▸ **INSTRUCTIONS FOR THE TASK**
Repeat the entries below exactly. Begin with the first line and end with the line that contains "I also addressed".

▸ **Records from a dataset**

PR #35863, opened 2025-11-28
Make ErrorProne suppressions local

ov7a:
1. It makes suppressions more visible
2. It prevents adding more code that triggers suppressed warnings.

I also addressed some (hopefully) obvious violations 

### Reviewing cheatsheet

- ❌ ❓**must** be fixed
- 🤔 💅 **should** be fixed
- 💭 **may** be fixed
- 🎉 celebrate happy things


ov7a:
@bot-gradle test this

platforms/software/dependency-management/src/main/java/org/gradle/api/internal/artifacts/dsl/DefaultComponentMetadataProcessor.java
```diff
@@ -95,25 +94,9 @@ private static ModuleComponentResolveMetadata realizeMetadata(ModuleComponentRes
...
-            }
-        }
-        try {
-            ModuleComponentResolveMetadata forceRead = serializer.read(new InputStreamBackedDecoder(new ByteArrayInputStream(bytes)));
-            // TODO: CC cannot enable this assertion because moduleSource is not serialized, so doesn't appear in the deserialized form
-            //assert metadata.equals(forceRead);
-            metadata = forceRead;
+        try (ByteArrayOutputStream baos = new ByteArrayOutputStream()) {
+            serializer.write(new OutputStreamBackedEncoder(baos), metadata);
+            metadata = serializer.read(new InputStreamBackedDecoder(new ByteArrayInputStream(baos.toByteArray())));
```
reinsch82, line 101: 🎉 🎉

platforms/software/dependency-management/src/main/java/org/gradle/api/internal/artifacts/ivyservice/ivyresolve/parser/MetaDataParser.java
```diff
@@ -36,11 +38,12 @@ public interface MetaDataParser<T extends MutableModuleComponentResolveMetadata>
      * moved from publishing `pom` only to also publish `module` files.
      */
     String GRADLE_6_METADATA_MARKER = "do_not_remove: published-with-gradle-metadata";
-    String[] GRADLE_METADATA_MARKER_COMMENT_LINES = {
+    List<String> GRADLE_METADATA_MARKER_COMMENT_LINES = ImmutableList.of(
             "This module was also published with a richer model, Gradle metadata, ",
             "which should be used instead. Do not delete the following line which ",
             "is to indicate to Gradle or any Gradle module metadata file consumer ",
-            "that they should prefer consuming it instead."};
+        "that they should prefer consuming it instead."
```
reinsch82, line 45: 💅 
```suggestion
            "that they should prefer consuming it instead."
```

platforms/software/dependency-management/src/main/java/org/gradle/api/internal/artifacts/ivyservice/resolveengine/oldresult/TransientConfigurationResultsBuilder.java
```diff
@@ -137,14 +137,10 @@ public void visitArtifacts(DependencyGraphNode from, LocalFileDependencyMetadata
...
             return cache.load(() -> {
-                try {
-                    return binaryData.read(decoder -> deserialize(decoder, artifactResults, buildOperationExecutor, resolutionHost));
-                } finally {
-                    try {
-                        binaryData.close();
-                    } catch (IOException e) {
-                        throw throwAsUncheckedException(e);
-                    }
+                try (BinaryStore.BinaryData reader = binaryData) {
```
reinsch82, line 140: 🎉

platforms/software/dependency-management/src/main/java/org/gradle/api/internal/attributes/matching/AttributeSelectionSchema.java
```diff
@@ -37,7 +37,7 @@ public interface AttributeSelectionSchema {
     boolean hasAttribute(Attribute<?> attribute);
 
     /**
-     * Given a set of {@code candidate} attribute values for a given {@code attribute}, produce
+     * Given a set of {@code candidates} attribute values for a given {@code attribute}, produce
```
reinsch82: 💅 I actually think the original is correct here, it is used as an adjective here, therefore it should be singular.
Maybe one of our native speakers should way in here.

```suggestion
     * Given a set of {@code candidate} attribute values for a given {@code attribute}, produce
```

platforms/ide/tooling-api/src/main/java/org/gradle/tooling/internal/consumer/SynchronizedLogging.java
```diff
@@ -29,7 +29,7 @@
  * Provides logging services per thread.
  */
 public class SynchronizedLogging implements LoggingProvider {
-    private final ThreadLocal<ThreadLoggingServices> services = new ThreadLocal<ThreadLoggingServices>();
+    private final static ThreadLocal<ThreadLoggingServices> SERVICES = new ThreadLocal<>();
```
Pankraz76: is this naming some prone rule?


only picnic has this rule to fix once and globally.

- https://error-prone.picnic.tech/bugpatterns/ConstantNaming/

platforms/software/dependency-management/src/main/java/org/gradle/api/internal/attributes/matching/AttributeSelectionSchema.java
ov7a: Ok, I'll rephrase to have proper ref to the param

platforms/ide/tooling-api/src/main/java/org/gradle/tooling/internal/consumer/SynchronizedLogging.java
alllex: ❓  @ov7a, I haven't looked into the implementation, but adding `static` is a semantic change that has implications. I would be skeptical about changing this as part of a large PR without futher clarification.

subprojects/composite-builds/src/main/java/org/gradle/composite/internal/DefaultIncludedBuildTaskGraph.java
```diff
@@ -65,7 +65,7 @@ private enum State {
     private final int monitoringPollTime;
     private final TimeUnit monitoringPollTimeUnit;
     private final ManagedExecutor executorService;
-    private final ThreadLocal<DefaultBuildTreeWorkGraph> current = new ThreadLocal<>();
+    private final static ThreadLocal<DefaultBuildTreeWorkGraph> CURRENT = new ThreadLocal<>();
```
alllex: ❓  Same question here: are we sure it's the right change to make it `static`?

platforms/ide/tooling-api/src/main/java/org/gradle/tooling/internal/consumer/SynchronizedLogging.java
ov7a: Ok, I'll revert that if we don't have confidence

subprojects/composite-builds/src/main/java/org/gradle/composite/internal/DefaultIncludedBuildTaskGraph.java
Pankraz76: Just my 2cts and question, I definitely don't know, but it will hopefully make a Single Source of Truth across all instances, which seems kind of fair—to align all of them to obtain one and the same field value named `current`.

If this is not a problem, or if the intent is just that, then this should add up to the story, imho.

subprojects/core/src/main/java/org/gradle/api/internal/DelegatingDomainObjectSet.java
```diff
@@ -171,7 +171,7 @@ public Object[] toArray() {
     }
 
     @Override
-    public <T> T[] toArray(T[] a) {
+    public <AT> AT[] toArray(AT[] a) {
```
alllex: 🤔  It's a very unconventional name for a generic type. Let's maybe use `S`, since it is used in other methods?

platforms/native/platform-native/src/main/java/org/gradle/nativeplatform/toolchain/internal/AbstractPlatformToolProvider.java
```diff
@@ -157,7 +157,7 @@ public <T extends CompileSpec> org.gradle.language.base.internal.compile.Compile
         if (StripperSpec.class.isAssignableFrom(spec)) {
             return CompilerUtil.castCompiler(createStripper());
         }
-        throw new IllegalArgumentException(String.format("Don't know how to compile from a spec of type %s.", spec.getClass().getSimpleName()));
+        throw new IllegalArgumentException(String.format("Don't know how to compile from a spec of type %s.", spec.getSimpleName()));
```
mlopatkin, line 160: 🎉 Nice

platforms/software/ivy/src/main/java/org/gradle/api/publish/ivy/internal/tasks/IvyDescriptorFileGenerator.java
```diff
@@ -309,11 +308,11 @@ public OptionalAttributeXmlWriter comment(String comment) throws IOException {
     public static void insertGradleMetadataMarker(XmlProvider xmlProvider) {
         String comment = Joiner.on("").join(
```
mlopatkin, line 309: 🤔 Not sure why Guava is necessary here, but that's out of scope

mlopatkin (approved):

Pankraz76:
this seems to be an obsolete leftover now, not referring to this anymore, right?

Goal was to apply convention principle, which is imho, well done, achieved.

- https://github.com/gradle/gradle/blob/1468e41e448ec0c31f6f5b6999825da00e22c931/build-logic-commons/gradle-plugin/src/main/kotlin/gradlebuild.code-quality.gradle.kts#L132

Pankraz76:
This would be one way to reduce manual effort in the contribution workflow and align with the initiative started in:

- https://github.com/gradle/gradle/pull/35878

Maybe the previous decision against adopting the Picnic extension and Spotless integration could be reconsidered, as this would improve overall robustness and reinforce the convention principle—similar to what has been assumed in the JUnit integration efforts:

- https://github.com/junit-team/junit-framework/pull/5193
- https://github.com/junit-team/junit-framework/pull/5191

Issue #35843, opened 2025-11-27
Implement equals and hashCode for Identity type


asodja:
Execution Work [Identity](https://github.com/gradle/gradle/blob/29b0442cd98e3d36a778d0e05ea0b85bea59c769/platforms/core-execution/execution/src/main/java/org/gradle/internal/execution/Identity.java#L19) is used as a key for cache in some cases:
https://github.com/gradle/gradle/blob/034bf8134a2ce7bd13b8403bc6f4cca39ed792ec/platforms/software/dependency-management/src/main/java/org/gradle/api/internal/artifacts/transform/MutableTransformWorkspaceServices.java#L31

But not all Identity implementations implement `hashCode` and `equals`. That is currently not an issue, since we use identity as a cache key just for transforms which identities has `hashCode` and `equals` implemented.  But it could still be error prone.

Let's implement equals and hashcode for Identity implementations.

bamboo:
🤔 I wonder if the unique id returned by `Identity#getUniqueId()` wouldn't be a suitable cache key.

Pankraz76:
expected this to be covered by prone already, as not finding suppression for this check.

- https://errorprone.info/bugpattern/EqualsHashCode

PR #35879, opened 2025-12-01
Introduce specialized IdentityCache for DeferredResults

asodja:
To avoid having issues if Identity doesn't implement hashCode/equals.

Fixes https://github.com/gradle/gradle/issues/35843

### DIFF
--- a/subprojects/core/src/main/java/org/gradle/execution/DefaultWorkValidationWarningRecorder.java
+++ b/subprojects/core/src/main/java/org/gradle/execution/DefaultWorkValidationWarningRecorder.java
@@ -37,11 +37,11 @@ public class DefaultWorkValidationWarningRecorder implements ValidateStep.Valida
     private static final Logger LOGGER = LoggerFactory.getLogger(DefaultWorkValidationWarningRecorder.class);
 
     // TODO If we can ensure that the recorder is only called once per work execution, then we can demote this to a simple counter
-    private final Set<Identity> workWithWarnings = ConcurrentHashMap.newKeySet();
+    private final Set<String> workIdsWithWarnings = ConcurrentHashMap.newKeySet();
 
     @Override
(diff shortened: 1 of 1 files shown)


asodja:
@bot-gradle test this

asodja:
@bot-gradle test this

asodja:
@bot-gradle test this

platforms/core-execution/execution/src/main/java/org/gradle/internal/execution/IdentityCache.java
```diff
@@ -0,0 +1,37 @@
...
+ * limitations under the License.
+ */
+
+package org.gradle.internal.execution;
+
+import org.jspecify.annotations.Nullable;
+
+import java.util.function.Supplier;
+
+public interface IdentityCache<T> {
```
asodja, line 23: 💭 Maybe a better name would be: DeferredWorkCache

asodja:
@bot-gradle test this

subprojects/core/src/main/java/org/gradle/execution/DefaultWorkValidationWarningRecorder.java
```diff
@@ -37,11 +37,11 @@ public class DefaultWorkValidationWarningRecorder implements ValidateStep.Valida
     private static final Logger LOGGER = LoggerFactory.getLogger(DefaultWorkValidationWarningRecorder.class);
 
     // TODO If we can ensure that the recorder is only called once per work execution, then we can demote this to a simple counter
-    private final Set<Identity> workWithWarnings = ConcurrentHashMap.newKeySet();
+    private final Set<String> workIdsWithWarnings = ConcurrentHashMap.newKeySet();
```
asodja, line 40: 💭 Since we also have to fix this case, maybe we should just make `Identity` abstract class, so we can force implementing equals and hashcode.

PR #35893, opened 2025-12-01
Move CC build operation helpers to own package

alllex:
It was the only file in `:configuration-cache` that located outside of `org.gradle.internal.cc` package.


bamboo:
Yes, there was some concern that the type names might have been depended on by some DV logic.

alllex:
I've [confirmed](https://gradle.slack.com/archives/C03PH5M446L/p1768382860082259) with the Scans team that there are currently no references to this package in the DV code, and that Gradle's cross-version tests should have enough coverage. If the tests are successful, we can proceed with the merge.

alllex:

alllex:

▸ **OUTPUT BELOW**
PR #35863, opened 2025-11-28
Make ErrorProne suppressions local

ov7a:
1. It makes suppressions more visible
2. It prevents adding more code that triggers suppressed warnings.

I also addressed some (hopefully) obvious violations 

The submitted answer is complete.